DIRECTIONS FOR THIS TASK: Start at the first line of the material below and retype each line through the one containing "Workarounds, just give", exactly.

• • • •

Issue #49, opened 2017-05-02
Folder Structure


Sureiya:
I know the verbosely named folders are nice to have, but I feel like it would be way more useful to have single folder `graphicPacks`. 

Instead the graphics pack category could be in the actual pack folder name, in the graphicPack name field, or categorized in a table in the docs.

It would be a lot simpler and easier to update if we could just drag the whole folder in, or for those of us comfortable with git, just do a git pull.

If no one agrees, I'll work on a PR build script or something to move them.

slashiee:
This could probably be addressed, with wiki pages telling what packs are part of what. I don't know how @Darkemaste or @getdls think about this, though.

slashiee:
I just created the Wiki part, but I don't know about the other's opinions yet. https://github.com/slashiee/cemu_graphic_packs/wiki

slashiee:
I've created a PR that would suit your needs at #50, but I'm still waiting on the others before doing anything else related to this.

getdls:
I think it's an improvement, and it doesn't require any more work from our side. That and future texture packs can probably be a flat "main folder" structure.

Enhancements,  I'd say the majority want better shadows that so keeping those at x2  and sticking them in the same folder is a reasonable compromise. It's less work to un-chek the box than to find it on git and copy .

Workarounds, just give them a really descriptive name and stick them  in the main folder, from the number of "AMD is broken questions" ppl don't know where to look for them. 

I'm still not sold on low res packs, has anyone with a slow card benched marked them against no gfx pack active at all? But I'm not that annoyed so do as you please there.  

I'd keep fun and AA removal in a separate folder, too many questions on reddit why they should be used.

Any other suggestions?

slashiee:
@getdls I've made several pack names more descriptive according to what you have said. 8a2761e9ecf786df257693cc4c69914fee1e4384

slashiee:
I've removed 720p improved packs and Fun packs altogether. I'm unsure about Performance packs though

Darkemaste:
I don't really think this is needed tbh, I think even if we did this people would then complain about the graphic pack window in Cemu being too cluttered. (Currently if you use a single category you only see 3-4 resolutions for each supported title in Cemu's graphic packs window, if you combined them all you'd then see 10-12 resolutions for each supported title instead.)

[...]

PR #50, opened 2017-05-03
Folder Structure

slashiee:
This pull request takes care of issue #49. The general idea of the issue is to put everything into a single folder for an easy drag and drop, allowing for easy updates and prevents questions that shouldn't even be there in the first place. I'm still waiting on the others for their opinion on the issue though. If this does happen to be merged, then people will be redirected to the wiki pages telling what packs are part of each 
section instead of being taken to the folders themselves.


slashiee:
Closing due to no recent responses about the issue. I may open this back up in the future.

PR #52, opened 2017-05-23
1.8.0

slashiee:
Current changes for 1.8.0, will merge once public releases

Keep in mind:
Any game that does not boot in 1.8.0 does NOT get "version = 2"


VictorHartman:
BreathOfTheWild_1080p isn't working on my pc. However 1440p, 1800p and 2160p do work.

Issue #74, opened 2017-07-31
UW graphic_pack patches don´t work right.


LoneGermanWanderer:
Cemu 1.8.2b + CemuHook 0.5.3.1 + Win10x64
i7 7700K@4.5GHz + 1060gtx6GB + 32GB sysRAM

The SuperMario3DWorld_1080p_UW patch don´t work with my copy of 
Super Mario 3D World (Cache/SaveDirNr: 7bba927a, GameID: ARDP01).

The MK8_1080pUW patch have the wrong aspect ratio in Multiplayer.
![mariokart](https://user-images.githubusercontent.com/30589348/28775279-64439d38-75f1-11e7-8ee1-a72dc94d4033.jpg)

slashiee:
Super Mario 3D World might not be the same RPX for all regions, causing it to not work for you.

Nothing can be really done about Mario Kart 8 though I believe, because I don't think there's a way to detect that it's multiplayer in patches.txt

Xalphenos:
Looking in to sm3dw right now.

LoneGermanWanderer:
Cool thx^^
i have found a temporary solution for the mario kart multiplayer.
![mariokart2](https://user-images.githubusercontent.com/30589348/28798313-67d8cdf8-7644-11e7-95f4-a66504eb3802.jpg)

Xalphenos:
For now change the modulematches line to "moduleMatches = 0xD2308838" for sm3dw.  Codes the same but the module checksum is different.  Got to test JP, and all the captain toads before adding a new patches.txt.

PR #76, opened 2017-08-05
Updating MK8 UW patches

Xalphenos:
Altered the way the aspect ratio is changed for ultrawide packs.  This method corrects the aspect ratio for two player split screen and 3d models on the multiplayer select screen.  Though the latter was close enough that most people probably didn't notice.   This addresses the other half of issue #74 even though it's already closed.

Also separated v4 and v4.1 due to one of the rodata constants being 0x10 off.  Not sure if that could have caused any problems or not.

### DIFF
--- a/Quality/MK8_1080pUW/patches.txt
+++ b/Quality/MK8_1080pUW/patches.txt
@@ -59,7 +59,27 @@ _scaleAddr = 0x00000000
 0x024642E8 = bla _scaleAspect
 
 [MK8AspectVer4]
-moduleMatches = 0x1D398493, 0xD09700CE
+moduleMatches = 0x1D398493
+0x100C359C = .float 2.370
+0x10121D30 = .float 2.370
+
+#aspect scaling
+codeCaveSize = 0x18
+
+_scaleAspect = 0x00000004
+0x00000000 = .float 1.333333
+_scaleAddr = 0x00000000
+0x00000004 = fdivs f9, f13, f12
+0x00000008 = lis r7, _scaleAddr@ha
+0x0000000C = lfs f12, _scaleAddr@l(r7)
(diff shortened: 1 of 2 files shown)


LoneGermanWanderer:
Mario Kart Version 4.1(Cache/SaveDirNr: 9708a1d3, GameID: AMKP01)
The new patches.txt woks only if i put v4 and v4.1 together.
Like this:

> [MK8AspectVer4]
> moduleMatches = 0x1D398493, **0xD09700CE**
> 0x100C359C = .float 2.370
> 0x10121D30 = .float 2.370
> 
> #aspect scaling
> codeCaveSize = 0x18
> 
> _scaleAspect = 0x00000004
> 0x00000000 = .float 1.333333
> _scaleAddr = 0x00000000
> 0x00000004 = fdivs f9, f13, f12
> 0x00000008 = lis r7, _scaleAddr@ha
> 0x0000000C = lfs f12, _scaleAddr@l(r7)
> 0x00000010 = fmuls f7, f9, f12
> 0x00000014 = blr
> 
> #replace math with branch
> 0x024AEBEC = bla _scaleAspect
>

Xalphenos:
Ok I can duplicate your issue and it's not what it seems.  Apparently [MK8AspectVer4.1] isn't a valid group name.  The better solution is to rename [MK8AspectVer4.1] to [MK8AspectVer41]  Either that or use the v33, v48, etc naming convention.  Which is probably what I'll do.

What you did works fine but it overwrites another place in rodata, 0x10121D30, with an aspect ratio.   It looks like a pointer but it may be useless garbage and not matter.   The correct offset for 4.1 is 0x10121E30.  At the last minute I decided not to chance it and separate v4 and v4.1.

• • • •

EXERCISE ANSWER:
Issue #49, opened 2017-05-02
Folder Structure


Sureiya:
I know the verbosely named folders are nice to have, but I feel like it would be way more useful to have single folder `graphicPacks`. 

Instead the graphics pack category could be in the actual pack folder name, in the graphicPack name field, or categorized in a table in the docs.

It would be a lot simpler and easier to update if we could just drag the whole folder in, or for those of us comfortable with git, just do a git pull.

If no one agrees, I'll work on a PR build script or something to move them.

slashiee:
This could probably be addressed, with wiki pages telling what packs are part of what. I don't know how @Darkemaste or @getdls think about this, though.

slashiee:
I just created the Wiki part, but I don't know about the other's opinions yet. https://github.com/slashiee/cemu_graphic_packs/wiki

slashiee:
I've created a PR that would suit your needs at #50, but I'm still waiting on the others before doing anything else related to this.

getdls:
I think it's an improvement, and it doesn't require any more work from our side. That and future texture packs can probably be a flat "main folder" structure.

Enhancements,  I'd say the majority want better shadows that so keeping those at x2  and sticking them in the same folder is a reasonable compromise. It's less work to un-chek the box than to find it on git and copy .

Workarounds, just give them a really descriptive name and stick them  in the main folder, from the number of "AMD is broken questions" ppl don't know where to look for them. 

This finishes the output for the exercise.